Ewen whats the differrence between ply and neurophene sleeves?

Had a look at strength shop as im looking to get some, but a bit confused by the jargon.

Also i take it double/triple ply means its more tighter/compression?


----------



## MRSTRONG (Apr 18, 2009)

BodyBuilding101 said:


> Ewen whats the differrence between ply and neurophene sleeves?
> 
> Had a look at strength shop as im looking to get some, but a bit confused by the jargon.
> 
> Also i take it double/triple ply means its more tighter/compression?


neoprene are ok but i would avoid unless you get the rehbrand ones as neoprene are generally cheap and offer warmth rather than support but rehbrand are top notch .

more ply`s more support they give however triple ply will have you sweating just putting them on :lol:



murphy2010 said:


> previously i was considering buying their thor knee sleeves i think they're called. would they be worth buying?

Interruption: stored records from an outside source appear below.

PR #1479, opened 2018-07-28
[WIP] Add Bernoulli distribution and support for beta, conditional VAEs.

akhandait:


src/mlpack/methods/ann/dists/bernoulli_distribution.hpp
```diff
@@ -0,0 +1,132 @@
...
+{
+ public:
+  /**
+   * Default constructor, which creates a Bernoulli distribution with zero
+   * dimension.
+   */
+  BernoulliDistribution();
+
+  /**
+   * Create multiple Bernoulli distributions with the given parameters.
```
sumedhghaisas: multiple Bernoulli? This is quite vague, we need to specify how the distributions are defined. For example, we have to mention they are independent distributions and how many are defined? We also need to mention how does the shape of params affect the distribution shape.

src/mlpack/methods/ann/dists/bernoulli_distribution.hpp
```diff
@@ -0,0 +1,132 @@
...
+#define MLPACK_METHODS_ANN_DISTRIBUTIONS_BERNOULLI_DISTRIBUTION_HPP
+
+#include <mlpack/prereqs.hpp>
+#include "../activation_functions/logistic_function.hpp"
+
+namespace mlpack {
+namespace ann /** Artificial Neural Network. */ {
+
+/**
+ * Multiple Bernoulli distributions.
```
sumedhghaisas: We should give a very small discription of Bernoulli distribution, how its defined here, for example we define the distributions by their expected value, p, given to the class by 'params' parameter. And the independent assumption between the distributions.

src/mlpack/methods/ann/layer/reparametrization.hpp
```diff
@@ -46,10 +46,12 @@ class Reparametrization
    * @param latentSize The number of output latent units.
    * @param stochastic Whether we want random sample or constant.
    * @param includeKl Whether we want to include KL loss in backward function.
+   * @param beta Hyperparameter for constrained variational frameworks.
```
sumedhghaisas: 'beta' parameter needs to be described properly with reference to the paper. I suggest a small paragraph in the class description and mention here in the function.

akhandait:
I just realized that I forgot to make some changes that you had suggested in the ReconstructionLoss PR. I will make them tomorrow.

sumedhghaisas:
@rcurtin @zoq PR looks good to me. No more comments from my side. I will go ahead and merge it in 3 days, leaving time for some other comments.

src/mlpack/methods/ann/dists/bernoulli_distribution_impl.hpp
```diff
@@ -0,0 +1,85 @@
...
+        logits.n_cols, false, false);
+  }
+}
+
+template<typename DataType>
+DataType BernoulliDistribution<DataType>::Sample() const
+{
+  DataType sample;
+  sample = arma::conv_to<DataType>::from(arma::randu<DataType>
+      (probability.n_rows, probability.n_cols) <= probability);
```
rcurtin: If this turns out to be a bottleneck, it might be possible to optimize by looping directly over the elements of `sample`.  (i.e. the conversion to `DataType` from `arma::uword` won't be optimized out at compile time, I don't think)

src/mlpack/methods/ann/loss_functions/mean_squared_error_impl.hpp
```diff
@@ -29,7 +29,7 @@ template<typename InputType, typename TargetType>
 double MeanSquaredError<InputDataType, OutputDataType>::Forward(
     const InputType&& input, const TargetType&& target)
 {
-  return arma::mean(arma::mean(arma::square(input - target)));
+  return arma::accu(arma::square(input - target)) / target.n_cols;
```
rcurtin: Nice, much cleaner in my opinion. :+1:

src/mlpack/methods/ann/dists/bernoulli_distribution_impl.hpp
```diff
@@ -0,0 +1,85 @@
...
+  {
+    probability = arma::mat(logits.memptr(), logits.n_rows,
+        logits.n_cols, false, false);
+  }
+}
+
+template<typename DataType>
+DataType BernoulliDistribution<DataType>::Sample() const
+{
+  DataType sample;
```
zoq: We could remove the extra line an directly return the result.

src/mlpack/methods/ann/dists/bernoulli_distribution_impl.hpp
```diff
@@ -0,0 +1,85 @@
...
+      (probability.n_rows, probability.n_cols) <= probability);
+
+  return sample;
+}
+
+template<typename DataType>
+double BernoulliDistribution<DataType>::LogProbability(
+    const DataType&& observation) const
+{
+  return arma::accu(arma::log(probability + eps) % observation +
```
zoq: We could use ``trunc_log``.

akhandait: Yeah we can, I will change it, but I will still need eps for the denominator.

src/mlpack/methods/ann/dists/bernoulli_distribution_impl.hpp
akhandait: Oh, so do you mean something like this:
```cpp
Datatype sample = Datatype(size(probability));
for (int i = 0; i < probability.n_elem; i++)
{
  sample(i) = (int)randu(i)  < probability(i);
}
```
Also, can you please explain what exactly you mean when you say it won't be optimized at compile time? Can you point me to some source where I can read about it a bit?

src/mlpack/methods/ann/dists/bernoulli_distribution_impl.hpp
zoq: We can just leave the the ``eps`` parameter as a part of the constructor.

akhandait: Okay then, I will use `trunc_log` and `eps` for denominator then.

src/mlpack/methods/ann/dists/bernoulli_distribution_impl.hpp
akhandait: @rcurtin Sorry for reminding you, I am sure you would have gotten back on this, but I need to get this merged soon. Can you please answer the above doubt?

rcurtin: Hey Atharva,

Sorry, it was a really busy end-of-week and weekend and I didn't get to this.  I think the code is fine but you should cast to `Datatype` not `int`.

For the compile-time optimizations, Armadillo is a library that uses delayed evaluation.  So, basically, if I write 'matrix + matrix', the type returned is not a matrix, but instead a placeholder type that indicates that two matrices need to be added.

Section 8 of this paper has some more details:
http://citeseerx.ist.psu.edu/viewdoc/download?doi=10.1.1.739.504&rep=rep1&type=pdf

Also, here are the slides from a talk I gave that has more details:
http://conradsanderson.id.au/pdfs/sanderson_curtin_armadillo_pasc_2017.pdf

I hope this helps, let me know if I can clarify anything.  And sorry for the slow response. :)

akhandait: Thanks for the response!

sumedhghaisas:
@akhandait @zoq @rcurtin Is the PR ready to be merged? :)

rcurtin:
No other comments from my side, sorry again about the slowness.

akhandait:
@sumedhghaisas I need to push one final commit, after that it's ready.

PR #1482, opened 2018-07-31
Enable mean-centering

manish7294:
This PR includes code for performing mean-centering on the dataset.

### DIFF
--- a/src/mlpack/methods/lmnn/lmnn_main.cpp
+++ b/src/mlpack/methods/lmnn/lmnn_main.cpp
@@ -89,7 +89,9 @@ PROGRAM_INFO("Large Margin Nearest Neighbors (LMNN)",
     PRINT_PARAM_STRING("batch_size") + "), and the maximum number of passes "
     "(specified with " + PRINT_PARAM_STRING("passes") + ").  In "
     "addition, a normalized starting point can be used by specifying the " +
-    PRINT_PARAM_STRING("normalize") + " parameter. "
+    PRINT_PARAM_STRING("normalize") + " parameter. Furthermore, " +
+    "mean-centering can be performed on the dataset by specifying the " +
+    PRINT_PARAM_STRING("center") + "parameter. "
     "\n\n"
     "The L-BFGS optimizer, specified by the value 'lbfgs' for the parameter " +
     PRINT_PARAM_STRING("optimizer") + ", uses a back-tracking line search "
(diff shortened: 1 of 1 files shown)


src/mlpack/methods/lmnn/lmnn_main.cpp
```diff
@@ -89,7 +89,9 @@ PROGRAM_INFO("Large Margin Nearest Neighbors (LMNN)",
     PRINT_PARAM_STRING("batch_size") + "), and the maximum number of passes "
     "(specified with " + PRINT_PARAM_STRING("passes") + ").  In "
     "addition, a normalized starting point can be used by specifying the " +
-    PRINT_PARAM_STRING("normalize") + " parameter. "
+    PRINT_PARAM_STRING("normalize") + " parameter. Furthermore, " +
+    "mean-centering can be performed on the dataset by specifying the " +
+    PRINT_PARAM_STRING("center") + "parameter. "
```
rcurtin: Actually I realized that there's one more thing, which is that if we learn a metric using a mean-centered dataset, we can't then apply that metric to the non-mean-centered dataset.  So we should also add an output parameter `centered_data` or something like this, so that a user can have access to their mean-centered data for later use.  What do you think?

src/mlpack/methods/lmnn/lmnn_main.cpp
```diff
@@ -136,6 +138,8 @@ PARAM_INT_IN("rank", "Rank of distance matrix to be optimized. ", "A", 0);
 PARAM_FLAG("normalize", "Use a normalized starting point for optimization. It"
     "is useful for when points are far apart, or when SGD is returning NaN.",
     "N");
+PARAM_FLAG("center", "Perform mean-centering on the dataset. It is useful "
+    "when points have large norm values.", "C");
```
rcurtin: I guess technically it would be `when the centroid of the data is far from the origin`.

src/mlpack/methods/lmnn/lmnn_main.cpp
manish7294: Fair enough!

src/mlpack/methods/lmnn/lmnn_main.cpp
manish7294: Right, that's should be the one. Thanks for pointing this out.

manish7294: Right, that should be the one. Thanks for pointing this out.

they are double ply not ideal for higher rep sets i have single double and triple ply all are brilliant but single ply would be ideal for you .


----------



## murphy2010 (Dec 17, 2010)

ewen said:


> neoprene are ok but i would avoid unless you get the rehbrand ones as neoprene are generally cheap and offer warmth rather than support but rehbrand are top notch .
> 
> more ply`s more support they give however triple ply will have you sweating just putting them on :lol:
> 
> they are double ply not ideal for higher rep sets i have single double and triple ply all are brilliant but single ply would be ideal for you .

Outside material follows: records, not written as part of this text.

Issue #365, opened 2014-12-31
Build windows installer package


rcurtin:
**Reported by speet3 on 8 Aug 2011**
Either NSIS or MSI, NSIS has a nice linux compiler, and MSI is the Microsoft supported installer format. In either case, the result needs to be published, probably in a similar location to the source tarball.

thirdwing:
Do you have the requirement for MSI or exe format? Maybe I can give a try this weekend.

rcurtin:
On Thu, Jan 08, 2015 at 03:40:46PM -0800, Qiang Kou (KK) wrote:
> Do you have the requirement for MSI or exe format? Maybe I can give a try this weekend.

Doesn't matter to me.  The goal would just be a Windows installer of
some sort that installs the mlpack executables (allknn, emst, etc.) and
the headers to somewhere on the system.  This will help a lot of people
who want to use mlpack on Windows.  Let me know if I can help out or
throw any hardware at it or something. :)

-- 
Ryan Curtin    | "Where we're going, we won't need eyes to see."
ryan@ratml.org |   - Dr. Weir

thirdwing:
OK. I will try this or next weekend. I have used Inno setup to package software several times before. There shouldn't be much problem.

II-Matto:
I was wondering if there are windows installers now?

thirdwing:
You can find an old version from https://dl.dropboxusercontent.com/u/81699687/mlpack-setup-x86_64-1_0_12.exe

II-Matto:
Many thanks! I just installed it, and found there is only *.a file. I guess this is compiled with mingw and cannot be used in visual studio?

thirdwing:
Yes. This is compiled using MinGW-w64.

If you want to use it with VS, you probably need to compile it by yourself.

On Wed, Sep 2, 2015 at 10:44 AM, II-Matto <notifications@github.com> wrote:

> Many thanks! I just installed it, and found there is only *.a file. I
> guess this is compiled with mingw and cannot be used in visual studio?
>
> —
> Reply to this email directly or view it on GitHub
> <https://github.com/mlpack/mlpack/issues/365#issuecomment-137108232>.
>



-- 
Qiang Kou
qkou@umail.iu.edu
School of Informatics and Computing, Indiana University

II-Matto:
@thirdwing I just found the *.lib files which possibly can be used in visual studio. though they target only x86 platform. I will try to compile a x86 version with visual studio 2013.

[...]

PR #1485, opened 2018-08-02
Windows WiX Installer

gmanlan:
MSI Installer project for Windows, including appveyor script for staging/build/artifacts

Refers to #365


dist/win-installer/mlpack-win-installer/Product.wxs
```diff
@@ -0,0 +1,50 @@
+<?xml version="1.0" encoding="UTF-8"?>
+<Wix xmlns="http://schemas.microsoft.com/wix/2006/wi">
+  <!-- DO NOT CHANGE the product GUID! It is forever -->
+	<Product Id="02A00C77-197D-4E91-B7D9-5836220E92E9"
+           UpgradeCode="6C2D7EC0-6F10-40CB-9703-1DC160A62662"
+           Name="MLPACK"
```
rcurtin: Ah, just a minor issue, can we change `MLPACK` to `mlpack` to match the rest of the codebase? :)

gmanlan: yep, done

gmanlan:
Ok, so I got rid of the .sln by just using raw heat/candle/light commands in appveyor.yml
Also switched to jpg instead of bmp (although wix reduces the quality even more).
Finally, added MLPACK_VERSION as env. var so the installer reads that for each build.

1) Do we want to add any other file in the installer? At the moment is the full /release directory and the includes. Also, do we need to distribute all the files in the /release dir (.exp, .lib. .dll .exe)?

2) Now the only problem I see is that we don't have a certificate to sign the installer (so Windows will refuse to install unless you select "run anyway")... purchasing a certificate is not that affordable... are you aware of any other option?

zoq:
> 1. Do we want to add any other file in the installer? 

Is it common to include the generated documentation as well? Also, including the complete release folder sounds like a good idea to me.

> 2. Now the only problem I see is that we don't have a certificate to sign the installer (so Windows will refuse to install unless you select "run anyway")... purchasing a certificate is not that affordable... are you aware of any other option?

I think there is no authority like let's encrypt which provides a certificate to sign the code, and if I remember right windows doesn't support gpg. Haven't checked the prices, so not sure buying one is an option at this point.

rcurtin:
> I think there is no authority like let's encrypt which provides a certificate to sign the code, and if I remember right windows doesn't support gpg. Haven't checked the prices, so not sure buying one is an option at this point.

Agreed.  I did a little reading and it seems like this is a pretty complex subject.  I didn't see any way to get a free certificate.  So I think it's no problem to distribute an unsigned installer for now, and if we find a way later to sign it, great, but if not I don't think it's any huge priority.

gmanlan:
Hi there,

Yes I will add the doc.
For the installer certificate, I couldn't find any reasonable option. There is only one company that provides 'kind of free' certificates for open source projects, but they still charge you for the hardware device required to use it (which I believe may have an annual fee later).

zoq:
> So I think it's no problem to distribute an unsigned installer for now, and if we find a way later to sign it, great, but if not I don't think it's any huge priority.

Agreed, don't think at this point this is a huge issue.

rcurtin:
Ok, for the documentation I set up a project on Jenkins:

http://ci.mlpack.org/job/mlpack%20-%20doxygen%20build/

I think that you could use this to get the most recent up-to-date Doxygen documentation pre-built.  I've set it up so every time there is a commit, the job kicks off.  It takes only about two minutes to run, so by the time the AppVeyor job runs, whatever documentation there should be up to date.  I tried to have it set the name of the build to the git commit hash so that we could ensure that the documentation being used by AppVeyor is the same as that being downloaded from ci.mlpack.org, but I did not see an easy way to do this---and I think it should be relatively rare that the documentation goes out of date anyway.

So, in any case, a few minutes after a git push happens, the Doxygen build job should be done, and you can access the artifact here:

http://ci.mlpack.org/job/mlpack%20-%20doxygen%20build/lastSuccessfulBuild/artifact/

or more specifically download it all as a zip:

http://ci.mlpack.org/job/mlpack%20-%20doxygen%20build/lastSuccessfulBuild/artifact/*zip*/archive.zip

It's not always guaranteed it will be there (maybe there is a failure?) so probably checking for a 404 or other errors is worthwhile, then I guess we can just build without documentation or fail the build (either is fine in my book).

Hope this helps... let me know if you want me to try and tune the Jenkins job at all.

gmanlan:
- Because of the nature of this project, including the dependencies is somehow optional but I agree we should add the dependencies for a smoother UX. So next question is, can we redistribute the dependencies based on the licenses? (I quickly checked openblas and boost, it seems we can, but I would appreciate a double check) - and in that case I think we need to include the third party licenses disclaimer in an installer's readme file.

- Moving the .exe to a different directory is not a bad idea, but then the .exe will not find the dll (i.e. mlpack.dll) so it's kind of breaking the consistency there. Alternatively, we can add the /lib directory to the PATH env var (pretty common but sometimes not recommended) so the binaries in a different path can find the libraries. And a third option would be to place both exe/dlls in the install root directory (like Anaconda does for example) and keep .lib/.exp in the /lib dir.

- Finally, if we are doing including the dependencies, then we should aim for the full solution and install the VC++ runtime redistributable as well?

rcurtin:
Ah, right, let me check the licenses (I'll do that tomorrow).  I think maybe the Anaconda solution to put it all in the root directory seems best, so if you concur, maybe we should do that?

Do we need the VC++ runtime? I thought that was only if we were using any managed C++ or anything.  It seems like the redistributable can be installed as a prerequisite, but I'm not 100% sure if this is helpful:

https://www.advancedinstaller.com/forums/viewtopic.php?t=29284

If it's too much work to set that up, I think it's fine to include the non-VC dependencies since I would imagine many users will have it anyway (would be nice though).

Thanks again for looking into this.  It is exciting to be able to provide a good package for Windows users finally. :)

rcurtin:
For the licenses, I think that all we need to do is include the licenses of the dependencies (Armadillo and Boost) with the distribution.  So for Armadillo that's the ASL 2.0 (https://gitlab.com/conradsnicta/armadillo-code/blob/unstable/LICENSE.txt) and for Boost that's the BSL (https://www.boost.org/LICENSE_1_0.txt).  I think it would be fine to include those as text files in the distribution, and if it's easy to have the users click 'agree' during installation it might be nice to add that there, but I also think it's not entirely necessary given that the BSD, ASL, and BSL licenses all have really easy-to-agree-to terms that I wouldn't ever expect anyone to reject.

gmanlan:
Thanks for double checking. Changes:
+ Included the dependencies licenses in License.rtf which is shown during the install wizard.
+ Moved .exe/.dll files to install root and keeping .lib/.exp in /lib
+ Included dependencies .dll in the install root as well

- Not adding VC++ runtime (feasible, but maybe not required at this time)

.appveyor.yml
```diff
@@ -19,6 +19,9 @@ install:
   - ps: nuget install boost_serialization-vc140 -o "${env:APPVEYOR_BUILD_FOLDER}" -Version 1.60.0
   - ps: nuget install boost_math_c99-vc140 -o "${env:APPVEYOR_BUILD_FOLDER}" -Version 1.60.0
   - ps: nuget install OpenBLAS -o "${env:APPVEYOR_BUILD_FOLDER}"
+  - set path=C:\Program Files (x86)\WiX Toolset v3.11\bin;%path%
+  - ps: $ver = (Get-Content "${env:APPVEYOR_BUILD_FOLDER}\src\mlpack\core\util\version.hpp" | where {$_ -like "*MLPACK_VERSION*"}); $env:MLPACK_VERSION = ($ver[0].substring($ver[0].length-1,1)+'.'+$ver[1].substring($ver[1].length-1,1)+'.'+$ver[2].substring($ver[2].length-1,1))
```
rcurtin: Hmm, the only thing is, if this is a git version instead of an official release, this will detect the most recently released version.  After the mlpack CMake configuration is done, the file `\src\mlpack\core\util\gitversion.hpp` will exist if this is the git master branch.  Internally will be just the single line

```
return "mlpack git-919dff2";
```

(Or whatever the git revision is.)  I don't speak powershell very well, but do you think it's possible to modify this to check if gitversion.hpp exists and extract `$ver` from there if so?

.appveyor.yml
```diff
@@ -35,11 +38,38 @@ build_script:
...
+  
+  # Preparing installer staging
+  - cd C:\projects\mlpack\dist\win-installer\staging && mkdir lib
+  - ps: cp C:\projects\mlpack\build\Release\*.lib C:\projects\mlpack\dist\win-installer\staging\lib\
+  - ps: cp C:\projects\mlpack\build\Release\*.exp C:\projects\mlpack\dist\win-installer\staging\lib\
+  - ps: cp C:\projects\mlpack\build\Release\*.dll C:\projects\mlpack\dist\win-installer\staging\
+  - ps: cp C:\projects\mlpack\build\Release\*.exe C:\projects\mlpack\dist\win-installer\staging\
+  - ps: cp C:\projects\mlpack\OpenBLAS.0.2.14.1\lib\native\bin\x64\*.dll C:\projects\mlpack\dist\win-installer\staging\
+  - ps: cp C:\projects\mlpack\boost_libs\boost_unit_test_framework-vc*.dll C:\projects\mlpack\dist\win-installer\staging\
+  - ps: cp C:\projects\mlpack\build\include\mlpack C:\projects\mlpack\dist\win-installer\staging -recurse
```
rcurtin: It might be worthwhile to put this into `staging\include`, but I don't think it's a huge deal either way.  To me it makes it clearer it's an include directory, but at the same time I know that Boost is distributed with its include directory just as `boost/` in the root directory.  Up to you. :+1:

.appveyor.yml
```diff
@@ -35,11 +38,38 @@ build_script:
...
+  - ps: cp C:\projects\mlpack\doc\examples C:\projects\mlpack\dist\win-installer\staging -recurse
+  
+  # Building MSI installer
+  - cd C:\projects\mlpack\dist\win-installer\mlpack-win-installer
+  - heat dir ..\staging -cg HeatGenerated -dr INSTALLFOLDER -sreg -srd -var var.HarvestPath -ag -sfrag -out HeatGeneratedFileList.wxs
```
rcurtin: Is it possible to wrap lines in the AppVeyor config?  These are super long. :)  I took a look, it looks like it can be done but it might be tricky.

https://help.appveyor.com/discussions/questions/1096-multiple-line-cmd-in-appveyoryml

I can try it in a separate PR after merging this if you like.

zoq:
> Do the images need to be .bmp? We could probably make them smaller with compression to .png or .jpg but I don't know if WiX requires .bmp images.

Actually, I was wondering if it's possible to use a higher resolution since the mlpack logo looks somewhat blurry. Don't think it would have a huge effect on the size since the most part is white anyway.

gmanlan:
@zoq, yes that's why I originally used the bmp files for slightly higher quality. However, the specification forces you to provide low-res bmp or jpg, and MSI installers reduce the quality of the image anyway (seems to be an old/known issue).

.appveyor.yml
rcurtin: Sure, that sounds good to me.  It is low priority anyway. :+1:

.appveyor.yml
rcurtin: Right, I trust your expertise here.  I am not so knowledgeable on Windows, so let's leave it as-is.  Thanks for the clarification. :+1:

rcurtin:
I had an opinion for smaller images, but you are right, it's not really that large anyway.  I'm fine switching to something larger if we like.  I guess my hope would be that maybe we can keep it under 50kB but if more is needed to make it looks good it's fine.  After all the test data directory is 3.7MB currently, so even 200kB is not much towards that.

Let me know when you're ready for merge and I can hit the button. :)

gmanlan:
Ok great, go ahead with the merge. My next two weeks are quite overloaded so I will not have time to work on this branch anymore. I will be back for more later (maybe we can gather feedback from users and optimize the installer with all the small changes all at once). Thanks!

.appveyor.yml
rcurtin: Ah, oops, I forgot to respond to this.  The gitversion.hpp is generated at build time, so it will be available on AppVeyor.  We can handle this in a follow-up issue if needed.

rcurtin:
Really happy to merge this.  Thanks so much for the hard work. :+1:  I opened #1506 to handle the few little remaining things.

Thanks for the help ewen, i normally try for anywhere between 5-12 reps on my squats, so ill get strengthshop's hercules knee sleeves


----------



## MRSTRONG (Apr 18, 2009)

murphy2010 said:


> Thanks for the help ewen, i normally try for anywhere between 5-12 reps on my squats, so ill get strengthshop's hercules knee sleeves


good choice mate , dont wash them in a washing machine as they probably will fray at the edges .


----------



## resten (Apr 4, 2012)

I use these:

https://www.strengthshop.co.uk/sleeves-wraps-straps/knee-sleeves/strengthshop-double-ply-thor-knee-sleeves.html

Really happy with them


----------



## Prince Adam (Mar 17, 2012)

resten said:


> I use these:
> 
> https://www.strengthshop.co.uk/sleeves-wraps-straps/knee-sleeves/strengthshop-double-ply-thor-knee-sleeves.html
> 
> Really happy with them


Same here mate!! Awesome


----------



## Khal (Aug 17, 2016)

Anyone here tried the Cerberus strength dual ply knee sleeves?

If so, are they worth buying or shall i stick with strength shops thor sleeves?


----------